Stocks were moving up in recent days despite soft economic data at home and abroad. But we do have a positive-looking labor market report this morning from the Jobless Claims data, which surprisingly came in better than expected. Not that it matters, but stocks finally have a justifiable reason for going up today.
We have a ton of earnings reports this morning as well. And barring a few standout negative surprises, most of the reports were along the lines of what we have been seeing repeatedly this earnings season – companies are beating bottom line expectations at a rate comparable to recent quarters, but positive revenue surprises are hard to come by.

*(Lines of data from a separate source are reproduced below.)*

PR #52155, opened 2023-10-18
[WebProfilerBundle] Rewrite to avoid using request word when nothing found

alamirault:
| Q             | A
| ------------- | ---
| Branch?       | 6.4
| Bug fix?      | no
| New feature?  | no 
| Deprecations? | no 
| Tickets       | Fix #... 
| License       | MIT

When profiling commands, we don't have request.

image

Others collectors templates don't use "Request" when there is no item


HeahDude (approved):
Good catch, thanks!

fabpot (approved):

fabpot:
Good catch, thanks @alamirault.

PR #52162, opened 2023-10-19
add ext-pcntl as dependency

stefanniedermaier:
| Q             | A
| ------------- | ---
| Branch?       | 6.4
| Bug fix?      | no
| New feature?  | no 
| Deprecations? | no 
| Tickets       | -
| License       | MIT

If PCNTL is not available on the system an exception will be htrown in ConsumeMessagesCommand.php, because it requires SIGTERM and SIGINT
Adding the dependency makes it clearer and more understandable which requirements are needed.

### DIFF
--- a/src/Symfony/Component/Messenger/composer.json
+++ b/src/Symfony/Component/Messenger/composer.json
@@ -17,6 +17,7 @@
     ],
     "require": {
         "php": ">=8.1",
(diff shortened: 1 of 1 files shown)


wouterj:
This requirement is a mistake, which has been fixed and will be included in the next release. See also #51791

Including this morning’s long line-up of earnings releases, we now have crossed the halfway mark in the Q1 earnings season; not in terms of the number of companies that have come out with results, but in terms of total market cap. Accounting for this morning’s results from Exxon (XOM), 3M (MMM), Dow Chemicals (DOW), UPS (UPS) and others, we now have Q1 results from 232 S&P 500 companies that combined account for 56.4% of the index’s total market capitalization.
Total earnings for these 232 companies are up +2.2% from the same period last year, with 66.8% beating earnings expectations. Revenues are down -0.7%, with only 33.6% of the companies coming ahead of top-line expectations. The median surprise is +3.3% on the earnings side and negative -0.5% on the revenue side thus far. The +2.2% earnings growth rate is up from +0.6% gain for the same group of companies in 2012 Q4, but is below the 4-quarter average earnings growth rate of +3.3% for the same cohort. The revenue decline of -0.7% compares to the +0.6% growth rate in Q4 and 4-quarter average revenue growth pace of +0.1%. A key standout is the weakness is on the revenue ‘beat ratio’, which at 33.6% is materially below the rate for the same group of companies in recent quarters.
The composite growth rate for Q1, where we combine the results of the 232 companies that are out with the 268 still to come, is for +1.1% growth in earnings on +0.3% higher revenues. The composite earnings and revenue growth for Q1 has been going up since the earning season got underway; it was in negative territory at the start of the reporting cycle.